In October of 2006, I rented a room in a lodge along the
Rogue River in Southern Oregon.  I went
there for a three-day prayer and study retreat. Each day I would hike along a
graveled road high above the river.  On
one of these hikes, I spotted a smooth and brilliant white stone that stood out
in stark contrast to the gray-graveled roadway. 
It was so out of place that I was drawn down towards it and picked it
up.  As I lifted the white rock off the
roadway the Lord spoke to me and said, “I
have made you a father.”



I know what it means to be a father in a natural sense – Jan
and I have two wonderful children.  This
was different. This was a spiritual assignment. Today, that rock sits on a
bookshelf in my office at church as a reminder of my calling.

Since the day that I picked up that white stone, something
different has been happening.  I have
noticed God connecting me with people in our city who simply want the
compassionate presence of a father where they can be heard and have dialogue in
a safe place.
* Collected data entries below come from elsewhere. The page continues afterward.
PR #939, opened 2026-04-06
Flash-style tiled TBQ prefill: bound activation memory

Blaizzy:
## Summary

- Rewrite `prefill_attention` to tile along the KV sequence dimension with online softmax (Welford-style), mirroring MLX's flash attention strategy
- Score matrix per chunk is capped at ~512 MB instead of scaling linearly with context length
- No new Metal kernels — reuses existing `_multi_query_prod_score_kernel` + `_single_tile_value_weighted_sum_kernel` on chunks of T

### Before (old `prefill_attention`)

Materializes full `(B×H×R, L, T)` score matrix in float32:

| Context | BL Activ. | TBQ Activ. | Score matrix |
|---------|-----------|------------|--------------|
| 40K     | 0.45 GB   | **10.04 GB**  | 9.8 GB       |
| 80K     | 0.76 GB   | **19.80 GB**  | 19.5 GB      |
| 106K    | 0.95 GB   | **26.15 GB**  | 25.9 GB      |
| 128K    | 1.12 GB   | **31.52 GB**  | 31.2 GB      |

### After (tiled with online softmax)

Processes KV in chunks, score matrix bounded at ~512 MB per chunk:

| Context | BL Activ. | TBQ Activ. | chunk_T | Score / chunk |
|---------|-----------|------------|---------|---------------|
| 40K     | 0.45 GB   | **1.15 GB**   | 2048    | 512 MB        |
| 80K     | 0.76 GB   | **1.15 GB**   | 2048    | 512 MB        |
| 106K    | 0.95 GB   | **1.15 GB**   | 2048    | 512 MB        |
| 128K    | 1.12 GB   | **1.15 GB**   | 2048    | 512 MB        |

**TBQ activations reduced from 31 GB → 1.15 GB (constant) at 128K context.**

> **Why BL is still lower:** BL uses a single fused flash attention Metal kernel where scores stay in registers/threadgroup memory and never hit global memory. TBQ requires two separate Metal kernel dispatches (score → value sum), so scores must be written to global memory between them. A fused L>1 kernel (extending `_fused_integer_decode_single_tile_kernel` to multi-query) would close this gap.

## KV Cache Savings (unchanged)

| Context | BL KV    | TBQ KV   | Savings |
|---------|----------|----------|---------|
| 40K     | 3.83 GB  | 1.70 GB  | 56%     |
| 80K     | 6.88 GB  | 2.61 GB  | 62%     |
| 106K    | 8.87 GB  | 3.20 GB  | 64%     |
| 128K    | 10.55 GB | 3.71 GB  | 65%     |

## Test plan

- [x] Smoke test on `gemma-4-e4b-it` (10K context) — same output, TBQ prefill 1547 t/s
- [x] Smoke test on `gemma-4-31b-it` (10K context) — same output agreement
- [ ] Test with longer contexts (40K+) on 31B to verify memory bounded
- [ ] Verify output quality matches old path on LongBench-v2

### DIFF
--- a/mlx_vlm/turboquant.py
+++ b/mlx_vlm/turboquant.py
@@ -71,101 +71,6 @@ def _mse_score_kernel():
 
 
 @lru_cache(maxsize=None)
-def _mse_score_tiled_kernel(repeat_count: int):
-    """Tiled MSE score: preload R queries into registers, loop over tokens.
-    Processes TokTileSize tokens per threadgroup instead of 1.
-    Reduces threadgroup count by TokTileSize×, amortizing dispatch overhead."""
-    if not _metal_available() or repeat_count < 1:
-        return None
-
-    lines = [
-        "        auto lane = thread_position_in_grid.x;",
-        "        auto n = thread_position_in_grid.z;",
-        "",
-        "        auto token_count = norms_shape[2];",
-        "        auto kv_heads = norms_shape[1];",
-        "        auto num_tok_tiles = (token_count + TokTileSize - 1) / TokTileSize;",
-        "        auto bh = n / num_tok_tiles;",
-        "        auto tok_tile = n % num_tok_tiles;",
-        "        int t_start = tok_tile * TokTileSize;",
-        "        int t_end = min(t_start + TokTileSize, (int)token_count);",
-        "",
-        "        auto q_base = q_rot + (bh * RepeatCount) * Dim;",
-        "        auto pk = packed + bh * token_count * PackedWidth;",
-        "        auto nm = norms + bh * token_count;",
-        "",
-        "        // Preload query values into registers (constant across all tokens)",
-    ]
-
-    for r in range(repeat_count):
-        lines += [
-            f"        float qr_{r}[DimsPerLane];",
-            f"        for (int i = 0, d = lane; i < DimsPerLane; i++, d += 32)",
-            f"            qr_{r}[i] = (d < Dim) ? static_cast<float>(q_base[{r} * Dim + d]) : 0.0f;",
-        ]
-
-    lines += [
-        "",
-        "        // Precompute bit offsets for key unpacking",
-        "        int k_words[DimsPerLane], k_offs[DimsPerLane];",
-        "        bool k_spills[DimsPerLane];",
-        "        for (int i = 0, d = lane; i < DimsPerLane; i++, d += 32) {",
-        "            int bo = d * Bits;",
-        "            k_words[i] = bo / 32;",
-        "            k_offs[i] = bo % 32;",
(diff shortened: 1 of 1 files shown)


Landon-Molt:
## Benchmark: gemma-4-31B-it attention dimensions (32K & 64K context)

Tested PR #939's tiled prefill vs the current dequantize+SDPA fallback using a standalone simulation of all 60 gemma-4-31B layers (50 SWA x 16 KV heads x D=256 + 10 full-attn x 4 KV heads x D=512). TQ 4-bit, B=1, 128 query tokens.

### Memory: Constant overhead -- confirmed

| Context | TQ cache | Tiled activation | Dequantize activation | Reduction |
|---------|----------|------------------|-----------------------|-----------|
| 32K | 7.03 GB | **68.5 MB** | 4,624 MB | 67.5x |
| 64K | 14.06 GB | **68.5 MB** | 9,232 MB | 134.7x |

Tiled activation memory is **constant at 68.5 MB** regardless of context length. This matches the PR description -- bounded by O(L x chunk_T) per chunk instead of O(L x T).

### Speed: Regression from multi-dispatch overhead

| Context | Tiled (60 layers) | Dequantize+SDPA (60 layers) | Slowdown |
|---------|-------------------|----------------------------|----------|
| 32K | 53.99s | 3.11s | 17.4x |
| 64K | 100.56s | 6.04s | 16.6x |

The dequantize path benefits from `mx.fast.scaled_dot_product_attention` -- a single fused Metal kernel where scores stay in registers. The tiled path dispatches two separate Metal kernels (score -> value sum) per chunk in a Python loop, with scores written to global memory between them. This matches the PR's own note:

> BL uses a single fused flash attention Metal kernel where scores stay in registers/threadgroup memory and never hit global memory. TBQ requires two separate Metal kernel dispatches

### Analysis

The memory improvement is dramatic and confirmed at scale. The speed gap is the main blocker. A fused L>1 Metal kernel (extending `_fused_integer_decode_single_tile_kernel` to multi-query) would close this gap.

For context: we discovered this issue downstream in [omlx](https://github.com/jundot/omlx) while investigating why TurboQuant showed zero memory savings ([jundot/omlx#661](https://github.com/jundot/omlx/issues/661)). The root cause is that `prefill_attention()` always returns `None` after #909 dropped ProdCodec, causing the dequantize fallback to trigger on every prefill chunk. See #1016 for the full trace.

### Test setup
- Platform: MacBook Pro M5 Max 128GB (macOS Darwin 25.4.0)
- MLX, standalone layer simulation (not full model inference)
- Simulates all 60 layers with correct gemma-4-31B architecture dimensions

I have also seen relationships established with pastors and
leaders across the United States who want a spiritual father with whom they can
process life and ministry.

Several themes have developed as the Lord has helped me
understand what it means to be a spiritual father:

1.) Fathers affirm the identity of their children.

This is the starting point for all a father will do and
say.  Fathers draw from the God-given
identity of a child and then speak words back to the child to affirm their
identity. Unless the identity of a person, a group or a city is understood, the
rest of what we attempt to do will have no context in which to live and thrive.
A believing parent carries the identity of a family.  A believing employee or employer carries the
identity of a workplace. The Church carries the identity of a city. God is
raising up spiritual fathers and mothers to affirm these identities so that
cycles of dysfunction can end and new life can begin.

2.) Fathers protect their children.

The very nature of a father is one who protects. A father’s
protection creates a safe place where sons and daughters can be free to be
themselves because they know they will not be dishonored in disclosure.  Cities and families need spiritual parents who
will protect the honor of people by calling them to live within the higher
reality of God’s love.

3.) Fathers provide for their children.

Father’s release their resources, both natural and
spiritual, to replenish and refresh children when they encounter seasons of
need and fatigue. Families and cities are feeling vulnerable today. They are
tired and hungry for the love, rest and provision a father’s presence brings.

4.) Fathers speak resurrection life

Jesus approached the Cross knowing the Father had promised
Him there would be resurrection life on the other side of His death
experience.   Like Jesus, we all move
forward through cycles of death and resurrection. Cities and families do the
same.

In between each death and resurrection experience is that
pause, before the resurrection, where life seems hopeless. It is in this place
where death is the most visible, that words of hope are needed. Some of these
death experiences feel like the end – the end of a marriage; the end of a ministry;
the end of a dream, but with God they contain the hope of another beginning
because resurrection life is always ahead of us when we follow God. Fathers
remind spiritual sons and daughters that hope is always present no matter how
challenging the season might be.

5.) Fathers restore fallen sons and daughters

Like the story of the returning Prodigal Son, spiritual
fathers are willing to kill fatted calves and reaffirm broken sons and
daughters with restoration, robes and rings. 
You can tell a spiritual father from everyone else in the crowd.  They are the ones who break from the crowd
and run out to receive the child who is coming back home. Fathers also affirm
their love for dysfunctional older sons who have yet to understand the Father’s
heart for all His children. This kind of love can restore a family and a city
because these relationships are made up of people who are simply looking for a
way to come home to God.

Some of you reading these words are being asked to become
spiritual parents.  This is not an age-specific
assignment.  You can be 65 years old and
not know what it means to function as a father or you can be 25 and fully
engaged in this calling.

Becoming a spiritual parent is an assignment we choose to pick up – like the white stone I found on the gravel road along the Rogue River.  If you choose to pick up this calling your presence and
your words will begin to birth hope and destiny in those who see you as a spiritual parent.